Clearly there is no parallelism in the tcp_request() code, servers are queried sequentially and there is no timeout handling either (socket is in blocking mode in particular).

Checking Upstream, I can see a complete rewrite of this code, which now brings concurrency:
-------- 8< ---------------- 8< ---------------- 8< ---------------- 8< --------
commit 12a9aa7c628e2d7dcd34949603848a3fb53fce9c
Author: Simon Kelley <simon.uk>
Date:   Tue Jun 8 22:10:55 2021 +0100

    Major rewrite of the DNS server and domain handling code.
...
-------- 8< ---------------- 8< ---------------- 8< ---------------- 8< --------

--- Additional comment from Petr Menšík on 2023-01-23 19:14:25 CET ---

It seems to me those versions work very similarly. There is one difference however. Both version 2.79 in RHEL8 and 2.85 in RHEL9 uses the last --server first, then tries them in reverse order. On the other hand 2.88 from Fedora tries the first --server as first, then in forward order. If the same parameters are passed and only one server works well, then results are different.

127.0.0.1 has listening forwarder,
127.0.0.83 has closed port,
10.0.137.114 drops all incoming requests, timeouts.

Tried it on example:
# 2.79+2.85 timeouts
src/dnsmasq -d --log-queries --port 2053 --no-resolv --server=127.0.0.1 --server=127.0.0.83 --server=10.0.137.114
# 2.88 responds in time
dnsmasq -d --log-queries --port 2053 --no-resolv --server=127.0.0.1 --server=127.0.0.83 --server=10.0.137.114
# 2.88 timeouts too
dnsmasq -d --log-queries --port 2053 --no-resolv --server=127.0.0.83 --server=10.0.137.114 --server=127.0.0.1

I do not think --all-servers makes any difference here. The problem is there is no short timeout used and I have seen no code to allow multiple TCP queries done in parallel. It always does those queries sequentially, which does not work well for TCP queries. Dnsmasq does not seem to be able to do such thing even in latest master branch on upstream git repository.

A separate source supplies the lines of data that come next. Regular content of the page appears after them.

PR #3724, opened 2022-10-17
Mark datagovuk_reference as retired

ChrisBAshton:
The repo is now archived, and http://reference.data.gov.uk/ is unreachable.


nicholsj (approved):
LGTM thanks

Comment 2 Fedora Release Engineering 2023-08-16 08:07:30 UTC

This bug appears to have been reported against 'rawhide' during the Fedora Linux 39 development cycle.
Changing version to 39.

Comment 3 Aoife Moloney 2024-11-08 10:50:18 UTC

This message is a reminder that Fedora Linux 39 is nearing its end of life.
Fedora will stop maintaining and issuing updates for Fedora Linux 39 on 2024-11-26.
It is Fedora's policy to close all bug reports from releases that are no longer
maintained. At that time this bug will be closed as EOL if it remains open with a
'version' of '39'.

Package Maintainer: If you wish for this bug to remain open because you
plan to fix it in a currently maintained version, change the 'version' 
to a later Fedora Linux version. Note that the version field may be hidden.
Click the "Show advanced fields" button if you do not see it.

Thank you for reporting this issue and we are sorry that we were not 
able to fix it before Fedora Linux 39 is end of life. If you would still like 
to see this bug fixed and are able to reproduce it against a later version 
of Fedora Linux, you are encouraged to change the 'version' to a later version
prior to this bug being closed.

Comment 4 Aoife Moloney 2024-11-27 21:09:36 UTC

Fedora Linux 39 entered end-of-life (EOL) status on 2024-11-26.

Fedora Linux 39 is no longer maintained, which means that it
will not receive any further security or bug fix updates. As a result we
are closing this bug.

If you can reproduce this bug against a currently maintained version of Fedora Linux
please feel free to reopen this bug against that version. Note that the version
field may be hidden. Click the "Show advanced fields" button if you do not see
the version field.

If you are unable to reopen this bug, please file a new report against an
active release.

Thank you for reporting this bug and we are sorry it could not be fixed.